**ASSIGNMENT**
Across the records below, how many lines contain the string "files"? Give the number by itself.

##### EXERCISE DATA

PR #60, opened 2022-11-14
Add gnmi_dump tool for debug and unit test

ganglyu:
#### Why I did it
Add tool for debug and unit test.

#### How I did it
Use share memory to support counters.
Move check for EnableTranslibWrite to beginning of Set(). This change will simplify the logic for gnmi set fail, and no need to authenticate when EnableTranslibWrite  is false. 

#### How to verify it
Build image and run unit test.

- [ ] 201811
- [ ] 201911
- [ ] 202006
- [ ] 202012
- [ ] 202106
- [ ] 202111

### DIFF
--- a/common_utils/context.go
+++ b/common_utils/context.go
@@ -36,6 +36,16 @@ const requestContextKey contextkey = 0
 // Request Id generator
 var requestCounter uint64
 
+var CountersName = [...]string {
+	"GNMI get",
+	"GNMI get fail",
+	"GNMI set",
+	"GNMI set fail",
+}
+
+var globalCounters [len(CountersName)]uint64
+
+
 // GetContext function returns the RequestContext object for a
 // gRPC request. RequestContext is maintained as a context value of
 // the request. Creates a new RequestContext object is not already
@@ -55,8 +65,25 @@ func GetContext(ctx context.Context) (*RequestContext, context.Context) {
 
 func GetUsername(ctx context.Context, username *string) {
 	rc, _ := GetContext(ctx)
-        if rc != nil {
-            *username = rc.Auth.User
-        }
+	if rc != nil {
+		*username = rc.Auth.User
+	}
+}
+
+func InitCounters() {
+	for i := 0; i < len(CountersName); i++ {
+		globalCounters[i] = 0
+	}
+	SetMemCounters(&globalCounters)
+}
+
+func IncCounter(name string) {
+	for i := 0; i < len(CountersName); i++ {
+		if CountersName[i] == name {
+			atomic.AddUint64(&globalCounters[i], 1)
+			break
+		}
+	}
+	SetMemCounters(&globalCounters)
 }
 
--- a/common_utils/context.go
+++ b/common_utils/context.go
@@ -36,14 +36,31 @@ const requestContextKey contextkey = 0
 // Request Id generator
 var requestCounter uint64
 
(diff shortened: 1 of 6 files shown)


gnmi_server/server.go
```diff
@@ -388,13 +404,11 @@ func (s *Server) Set(ctx context.Context, req *gnmipb.SetRequest) (*gnmipb.SetRe
 		/* Add to Set response results. */
 		results = append(results, &res)
 	}
-	if s.config.EnableTranslibWrite {
```
qiluo-msft, line 391: >EnableTranslibWrite [](http://example.com/codeflow?start=13&length=19)

Why removing this check?

ganglyu: I move the check to line 353, when EnableTranslibWrite is false, no need to authenticate and no need to update result.

common_utils/context.go
```diff
@@ -55,8 +65,25 @@ func GetContext(ctx context.Context) (*RequestContext, context.Context) {
...
+}
+
+func InitCounters() {
+	for i := 0; i < len(CountersName); i++ {
+		globalCounters[i] = 0
+	}
+	SetMemCounters(&globalCounters)
+}
+
+func IncCounter(name string) {
```
tomek-US, line 80: Why use string as an index? If an enum were used then there would be no need for the loop in line 81, right?

gnmi_server/server_test.go
```diff
@@ -107,6 +107,25 @@ func createServer(t *testing.T, port int64) *Server {
 	return s
 }
 
+func createReadServer(t *testing.T, port int64) *Server {
+	certificate, err := testcert.NewCert()
+	if err != nil {
+		t.Errorf("could not load server key pair: %s", err)
```
tomek-US, line 113: This should be `t.Fatalf(...)` as `t.Errorf(...)` does not stop execution of the test and it will continue despite lack of the certificate.

gnmi_server/server_test.go
```diff
@@ -107,6 +107,25 @@ func createServer(t *testing.T, port int64) *Server {
...
+	tlsCfg := &tls.Config{
+		ClientAuth:   tls.RequestClientCert,
+		Certificates: []tls.Certificate{certificate},
+	}
+
+	opts := []grpc.ServerOption{grpc.Creds(credentials.NewTLS(tlsCfg))}
+	cfg := &Config{Port: port, EnableTranslibWrite: false}
+	s, err := NewServer(cfg, opts)
+	if err != nil {
+		t.Errorf("Failed to create gNMI server: %v", err)
```
tomek-US, line 124: Similar comment here. This should be `t.Fatalf(...)` instead of `t.Errorf(...)`

gnmi_server/server_test.go
```diff
@@ -107,6 +107,25 @@ func createServer(t *testing.T, port int64) *Server {
 	return s
 }
 
+func createReadServer(t *testing.T, port int64) *Server {
+	certificate, err := testcert.NewCert()
```
tomek-US, line 111: As this is a helper function it should be marked as such by calling `t.Helper()` at its beginning.

qiluo-msft (approved):
LGTM. Please also check with other reviewers.

ganglyu:
@tomek-US I have updated, would you like to review again?

PR #61, opened 2022-11-15
Fix heartbeat not stopping after client closes

zbud-msft:
#### Why I did it

When client conn closes, returning due to queue error in event_send will not allow event_deinit_sub to occur, which will not stop hearbeat/start cache

#### How I did it

Change return to break

- [ ] 201811
- [ ] 201911
- [ ] 202006
- [ ] 202012
- [ ] 202106
- [ ] 202111


renukamanavalan (approved):
Excellent find.

PR #64, opened 2022-11-24
Call evtc_stop after error

zbud-msft:
#### Why I did it

Currently after error, we don't check to see if evtc has stopped via chan, need to make sure if evtc stopped then we call deinit subscriber

- [ ] 201811
- [ ] 201911
- [ ] 202006
- [ ] 202012
- [ ] 202106
- [ ] 202111


sonic_data_client/events_client.go
```diff
@@ -332,7 +332,8 @@ func get_events(evtc *EventClient) {
                                 JsonIetfVal: jv,
                             }}
                         if err := send_event(evtc, evtTv, evt.Publish_epoch_ms); err != nil {
-                            break
+                            check_evtc_stopped(evtc)
```
ganglyu, line 335: Why not check the result? Can you explain?

zbud-msft: Because we will return if there is an error regardless whether or not event client has been stopped. In the other call to this function we check if event client has been stopped becuase if it has then we will also break out. With the call to this function, we mainly just want to see if event client has been stopped, deinit subscriber.

ganglyu: If event client is not stopped, when will you deinit subscribe?

zbud-msft: We only deinit subscriber when event client is stopped, as the subscriber will subscribe to keep listening for events for as long as they want to

zbud-msft:
@renukamanavalan Now in main thread StreamRun, it will now keep checking channel only if evtc.stopped == 0, as send event failure inside get_events will also set evtc.stopped = 1, as we want to exit all go routines and to stop looking for close, essentially perform our own close operation

PR #68, opened 2022-12-31
Add dataset for output of "df -h" into non-db-client

isabelmsft:
#### Why I did it
Disk utilization output is currently missing in telemetry.
The disk utilization output by snmp is inaccurate - it reports for the snmp docker, and not the SONiC host machine.

#### How I did it
- Add path for gnmi to GET disk_utilization info
- Create sonic-host-services PR to add host service which reads output of `df -h` https://github.com/sonic-net/sonic-host-services/pull/29
- Connect gnmi GET disk_utilization API to dbus service
- Connect new host service which reads output of `df -h` to dbus service
- From gnmi GET API, call into dbus API that retrieves disk utilization info

#### How to verify it
Use gnmi_cli to read from the disk/usage path in OTHER dataset

- [ ] 201811
- [ ] 201911
- [ ] 202006
- [ ] 202012
- [ ] 202106
- [ ] 202111

### DIFF
--- a/sonic_service_client/dbus_client.go
+++ b/sonic_service_client/dbus_client.go
@@ -16,6 +16,7 @@ type Service interface {
 	ApplyPatchDb(fileName string) error
 	CreateCheckPoint(cpName string)  error
 	DeleteCheckPoint(cpName string) error
+	GetDiskUtilization() (error, []map[string]string)
 }
 
 type DbusClient struct {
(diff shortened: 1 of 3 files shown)


ganglyu:
Please add unit test for your change.

sonic_service_client/dbus_client.go
```diff
@@ -147,3 +204,19 @@ func (c *DbusClient) DeleteCheckPoint(fileName string) error {
 	err := DbusApi(busName, busPath, intName, 10, fileName)
 	return err
 }
+
+func (c *DbusClient) GetDiskUtilization() (error, []map[string]string) {
```
ganglyu, line 208: I guess DBUS return value is not []map[string]string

##########

**EXERCISE RESULT**
2